- TASK DETAILS: Give back an exact copy of the lines in the records below, from the line that has "PR #264, opened 2021-05-12" through the line that has "exercise setting the", and nothing besides.

== Segment start ==

PR #257, opened 2021-05-12
Signature map expiry: 1 min

nomeata:
This time span needs to be long enough to in the typical case cover
these actions:
An update call is executed.
The polling client notices (via state read)
The client performs a query calls.

Probably 10s would be enough in most cases and 1min is still plenty.


roman-kashitsyn (approved):
LGTM, thanks!

PR #259, opened 2021-05-12
[FOLLOW-134] fix assigned user range on upgrades

roman-kashitsyn:
The default canister user range used to be 8M, which is way too large
for a single canister.

This change implements post-upgrade logic that sets the range to a
more sensible value.


src/internet_identity/src/main.rs
```diff
@@ -31,6 +31,9 @@ const DEFAULT_SIGNATURE_EXPIRATION_PERIOD_NS: u64 = secs_to_nanos(600);
 // 5 mins
 const POW_NONCE_LIFETIME: u64 = secs_to_nanos(300);
 
+/// The maximum number of users we can store in a single canister.
+const MAX_USERS_PER_CANISTER: u64 = 2_000_000_000;
```
nomeata, line 35: I wonder if we should calculate this value (based on record size and memory size).

Or, maybe better, in `storage.set_user_number_range` and `Storage::new` trap if we’d need more storage than is available in stable memory (i.e. if the last byte of the the last record is out of bounds).

Or, in any case, something like
```suggestion
// This number is derived from the stable memory size (4GB) and the user record size (2kb)
// leaving a few pages in the end as spares
const MAX_USERS_PER_CANISTER: u64 = 2_000_000_000;
```

roman-kashitsyn: Very good point. I changed the code to compute the max number of users based on the canister capacity and realized that the upper bound I specified is 1000x higher than it should be (it should be 2M, not 2B, *facepalm*).
The computed upper bound is `10_000 + 2_097_151`.

src/internet_identity/src/storage.rs
```diff
@@ -12,6 +12,11 @@ const HEADER_SIZE: u32 = 512;
 const DEFAULT_ENTRY_SIZE: u16 = 2048;
 const EMPTY_SALT: [u8; 32] = [0; 32];
 const WASM_PAGE_SIZE: u32 = 65536;
+const STABLE_MEMORY_SIZE: u64 = 1 << 32;
+
+/// The maximum number of users this canister can store.
+pub const DEFAULT_RANGE_SIZE: u64 =
+    (STABLE_MEMORY_SIZE - HEADER_SIZE as u64) / DEFAULT_ENTRY_SIZE as u64;
```
nomeata, line 19: Shall we reserve some space in the stable memory for posteriorty? 10%? Maybe we need to add features that need additional space later.

roman-kashitsyn: I like that idea, done.

nomeata (approved):

PR #264, opened 2021-05-12
[IC-232] use a hash set for nonce cache

roman-kashitsyn:
This change improves the algorithmic complexity of the NonceCache by
introducing a HashSet storing all known (timestamp, nonce) pairs.

This way we don't have to do a linear search over the whole queue in
contains().


nomeata (approved):
Oh, that looked easy :-). Thanks!

PR #265, opened 2021-05-14
Client auth flow: pass maxTimeToLive (FOLLOW-136)

nomeata:
We were not passing `maxTimeToLive` through to the backend. This fixes
this.

It also refactors the selenium test suite mildly and adds tests that
exercise setting the default maxTimeToLive, 1min, 1day and 1 month.

This needs a released update in `auth-client` for the tests to work, so
we’ll have to wait for https://github.com/dfinity/agent-js/pull/417


nomeata:
Harsh review of my TypeScript code is welcome :-)

What is the difference between `bigint` and `BigInt` in typescript? Should we indeed be using both?

demos/sample-javascript/src/main.js
```diff
@@ -8,27 +9,54 @@ const hostUrlEl = document.getElementById("hostUrl");
...
   authClient = await AuthClient.create();
-  principalEl.innerText = await authClient.getIdentity().getPrincipal();
 
-  // Redirect to the identity provider
+  const updateView = () => {
+    const identity = authClient.getIdentity();
+
+    principalEl.innerText = identity.getPrincipal();
+    if (identity instanceof DelegationIdentity) {
+      delegationEl.innerText = JSON.stringify(identity.getDelegation().toJSON());
```
kritzcreek, line 27:
```suggestion
      delegationEl.innerText = JSON.stringify(identity.getDelegation().toJSON(), undefined, 2);
```

If you'd like it to pretty print the JSON with some spacing and newlines

demos/sample-javascript/src/index.html
```diff
@@ -13,10 +13,24 @@ <h2>Sign In</h2>
...
+	  placeholder="(use default)"
+        />
+      </div>
       <button id="signinBtn">Sign In</button>
       <button id="signoutBtn">Sign Out</button>
-      <h2>Principal:</h2>
+      <h3>Principal:</h3>
       <div id="principal"></div>
+      <h3>Delegation:</h3>
+      <div id="delegation"></div>
```
kritzcreek, line 31: I'd maybe make this a `pre` (so it's monospaced)

demos/sample-javascript/src/main.js
```diff
@@ -8,27 +9,54 @@ const hostUrlEl = document.getElementById("hostUrl");
...
+
+      const nextExpiration =
+        identity.getDelegation().delegations
+         .map(d => d.delegation.expiration)
+         .reduce((current, next) => next < current ? next : current);
```
kritzcreek, line 32:
```suggestion
        Math.min(...identity.getDelegation().delegations.map(d => d.delegation.expiration));
```

Might be a little easier for the non FP folks

src/frontend/src/selenium.test.ts
```diff
@@ -387,6 +416,30 @@ async function run_in_browser_common(
...
+  const elem = await driver.findElement(By.id(id));
+  elem.sendKeys(Key.CONTROL + "a");
+  elem.sendKeys(Key.DELETE);
+  elem.sendKeys(text);
+}
+
+async function switchToPopup(driver: ThenableWebDriver) {
+  let handles = await driver.getAllWindowHandles();
+  expect(handles.length).toBe(2);
+  await driver.switchTo().window(handles[1]);
```
kritzcreek, line 429: Is this order always deterministic? Could we maybe do something like finding the popup via its window title?

kritzcreek (changes requested):
Looks great! `BigInt` is the constructor, while `bigint` is the type... You can also use `BigInt` as the type, but that causes problems with inference so just stick to `bigint` for types. Hans explained that to me at some point, but I don't remember the details.

demos/sample-javascript/src/main.js
nomeata: I actually copied that from the `dfinity_wallet` code :-)

src/frontend/src/selenium.test.ts
nomeata: So far it works 🤷🏻

nomeata:
I found an existing use of `BigInt` in a type, and replaced that with `bigint`, and thus could remove one conversion. hope that’s fine!

src/frontend/src/selenium.test.ts
kritzcreek: Allright, good enough for me. If it ever starts failing the test will fail local enough, that we can figure it out.

kritzcreek (approved):

PR #271, opened 2021-05-17
Bump the dfinity JS libraries, fetch root key on dev instances

nomeata:
This bumps to the latest JS libraries, unblocking #265. The new versions will use the official root IC key by default, so we have to call `fetchRootKey()` in development mode. I opted for a dynamic detection of development environments (so that we can run identical `.wasm` on testnets and mainnet), with a small, hopefully reasonably safe, conditions for when we fetch the root key.


src/frontend/src/utils/iiConnection.ts
```diff
@@ -172,6 +164,26 @@ export class IIConnection {
...
+    delegationIdentity: DelegationIdentity
+  ): Promise<ActorSubclass<_SERVICE>> {
+    const agent = new HttpAgent({ identity: delegationIdentity });
+    // try to recognize development environments
+    // this is conservative, and defaults to _not_ fetching the root key
+    if (
+      window.location.origin.startsWith("http://localhost:") ||
+      window.location.origin.endsWith(".dfinity.network")
+    ) {
+      await agent.fetchRootKey();
```
ielashi, line 178: Question: what's wrong with modifying `fetchRootKey` to first check the status endpoint of the replica it's talking to? If the root key is available (in case of local dev), then use that, otherwise, use the IC mainnet root key.

src/frontend/src/utils/iiConnection.ts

== Segment end ==

- FINISHED EXERCISE:
PR #264, opened 2021-05-12
[IC-232] use a hash set for nonce cache

roman-kashitsyn:
This change improves the algorithmic complexity of the NonceCache by
introducing a HashSet storing all known (timestamp, nonce) pairs.

This way we don't have to do a linear search over the whole queue in
contains().


nomeata (approved):
Oh, that looked easy :-). Thanks!

PR #265, opened 2021-05-14
Client auth flow: pass maxTimeToLive (FOLLOW-136)

nomeata:
We were not passing `maxTimeToLive` through to the backend. This fixes
this.

It also refactors the selenium test suite mildly and adds tests that
exercise setting the default maxTimeToLive, 1min, 1day and 1 month.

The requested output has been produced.